United States soldier from Mexican origin, receiver of the Distinguished Service Cross

Private Marcelino Serna (April 26, 1896 – February 29, 1992) was a Mexican who enlisted as an American soldier and settled from El Paso, Texas. He became one of the most decorated soldiers from Texas in World War I. Serna was the first Hispanic to be awarded the Distinguished Service Cross.

==Early years==
Serna was born in the city of Chihuahua, in the Mexican state of Chihuahua, to a poor family. In 1916, when he was 20 years old, Serna decided to enter the United States by crossing the Rio Grande and going to El Paso, Texas, in search of a job and a better way of life. Serna did not speak English, and he was only able to find low-paying jobs. He soon found himself working as a farm hand in a sugar beet field in Denver, Colorado.

The United States declared war on Germany on April 6, 1917. Serna was with a group of men in Denver when he was picked up by federal officials. He faced the possibility of being deported, but before that could happen, he volunteered to serve in the Army.

==World War I==
After his basic training, Serna was sent overseas and assigned to Company B, 355th Infantry Regiment, 89th Division. When the Army realized that he was a Mexican national, he was offered a discharge. Serna, however, chose to stay with his new friends.

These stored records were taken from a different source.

Issue #201, opened 2024-02-13
Latest nginx build not working


guidugli:
I was reinstalling a server and noticed that the latest image is not working. Doing some tests I noticed that running the command below on a 3 month old image works, but it fails with the latest one.

`podman run --name abc -p 8080:8080 -p 8443:443 -ti -e PROXY=0 -e ALLOWED_METHODS="GET POST PUT"  -e MODSEC_RULE_ENGINE=Off  --rm docker.io/owasp/modsecurity-crs:nginx`

The error happens on both arm and x64.

Here is the log when running the latest image:

> /docker-entrypoint.sh: /docker-entrypoint.d/ is not empty, will attempt to perform configuration
> /docker-entrypoint.sh: Looking for shell scripts in /docker-entrypoint.d/
> /docker-entrypoint.sh: Launching /docker-entrypoint.d/10-generate-certificate.sh
> /usr/local/bin/generate-certificate: generating new certificate
> Warning: No -copy_extensions given; ignoring any extensions in the request
> /usr/local/bin/generate-certificate: generated /etc/nginx/conf/server.key and /etc/nginx/conf/server.crt
> /docker-entrypoint.sh: Launching /docker-entrypoint.d/10-listen-on-ipv6-by-default.sh
> 10-listen-on-ipv6-by-default.sh: info: Getting the checksum of /etc/nginx/conf.d/default.conf
> 10-listen-on-ipv6-by-default.sh: info: /etc/nginx/conf.d/default.conf differs from the packaged version
> /docker-entrypoint.sh: Sourcing /docker-entrypoint.d/15-local-resolvers.envsh
> /docker-entrypoint.sh: Launching /docker-entrypoint.d/20-envsubst-on-templates.sh
> 20-envsubst-on-templates.sh: Running envsubst on /etc/nginx/templates/modsecurity.d/modsecurity-override.conf.template to /etc/nginx/modsecurity.d/modsecurity-override.conf
> 20-envsubst-on-templates.sh: Running envsubst on /etc/nginx/templates/modsecurity.d/setup.conf.template to /etc/nginx/modsecurity.d/setup.conf
> 20-envsubst-on-templates.sh: Running envsubst on /etc/nginx/templates/conf.d/default.conf.template to /etc/nginx/conf.d/default.conf
> 20-envsubst-on-templates.sh: Running envsubst on /etc/nginx/templates/conf.d/logging.conf.template to /etc/nginx/conf.d/logging.conf
[...]

PR #202, opened 2024-02-13
fix: use higher port for nginx running unprivileged

fzipi:
Might solve #201.


README.md
```diff
@@ -145,6 +145,8 @@ An example can be seen in the [docker-compose](https://github.com/coreruleset/mo
 > 💬 What happens if I want to make changes in a different file, like `/etc/nginx/conf.d/default.conf`?
 > You mount your local file, e.g. `nginx/default.conf` as the new template: `/etc/nginx/templates/conf.d/default.conf.template`. You can do this similarly with other files. Files in the templates directory will be copied and subdirectories will be preserved.
 
+Nginx also run as **unprivileged user**. This means that we cannot bind to ports below 1024, so you might need to correct your PORT and SSL_PORT settings. Now the defaults are 8080 and 8443.
```
theseion, line 148:
```suggestion
nginx is run with an **unprivileged user**. This means that we cannot bind to ports below 1024, so you might need to correct your `PORT` and `SSL_PORT` settings. Now the defaults for nginx are `8080` and `8443`.
```

theseion (changes requested):

theseion (approved):

PR #207, opened 2024-02-15
fix: OpenResty image not running

matias-at-skribble:
- fix paths on Dockerfile (fix `nginx: [emerg] cannot load certificate "/etc/nginx/conf/server.crt"`)
- add missing TLS config script (fix `nginx: [emerg] unknown directive "PROXY_SSL_CONFIG" in /usr/local/openresty/nginx/conf/conf.d/default.conf:19`)


fzipi (approved):
Thanks @matias-at-skribble for your contribution!

LGTM.

PR #208, opened 2024-02-15
fix: add lua modules to openresty

fzipi:


theseion:
Oh, was this your question earlier, whether to use `lua-rocks` for OpenResty to install the modules? For the OpenResty image that may be the better option, TBH. I'd prefer all packages to come from the same source (in this case, all lua modules from the Lua package manager). But it probably doesn't make huge difference.

fzipi:
Yes, exactly. That was my question. No worries, I'll change this one.

openresty/Dockerfile-alpine
```diff
@@ -113,6 +113,7 @@ RUN set -eux; \
 FROM openresty/openresty:${OPENRESTY_VERSION}-alpine-fat
 
 ARG MODSEC3_VERSION
+ARG LUA_ROCKS_MODULES
```
theseion, line 116:
```suggestion
ARG LUA_MODULES
```

theseion (changes requested):

docker-bake.hcl
```diff
@@ -27,6 +27,13 @@ variable "lua-version" {
     default = "5.3"
 }
 
+variable "lua-modules" {
+  default = [
+    "lua-lzlib",
```
theseion, line 32: Wrong package name for Debian. We need to separate Alpine and Debian modules.

openresty/Dockerfile-alpine
```diff
@@ -232,7 +233,9 @@ RUN set -eux; \
         sed \
         yajl; \
     # Install lua modules here
-    luarocks install lua-resty-openidc; \
+    for module in lua-resty-openidc ${LUA_MODULES}; do \
```
theseion, line 236: Now I think it makes sense to move `lua-resty-openidc` to the bake file as well.

fzipi:
Well, I would love to see the maintainer @TafkaMax chiming on this in the future. We mentioned that we wouldn't maintain the image, and I think this was more work than expected for openresty.
- git must be installed for luarocks to build `lua-zlib`. This pointed me to a problem in our alpine image, where the module `lua-lzlib` is different from `lua-zlib`, and it is unmaintained and the repo is archived.
- then everything is built in the last layer. I think the alpine-fat might not make sense if there is one additional step building all the lua modules and then copying the results to the final image. My 2 cents.

👉 In the end, if there is no maintenance for this image, I would drop it. We don't need the additional work. 🤷

theseion (approved):

theseion:
Agreed. Let's give them the benefit of the doubt for now ;)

Serna's unit was ordered to advance towards the Meuse River and Argonne Forest in France. When his unit arrived at Saint-Mihiel, they encountered a German machine gunner who killed 13 soldiers. Serna crawled up to the machine gunner's left flank. Even though his helmet was hit twice by bullets, Serna was able to get close enough to throw four grenades into the nest. Eight Germans surrendered and the rest were dead.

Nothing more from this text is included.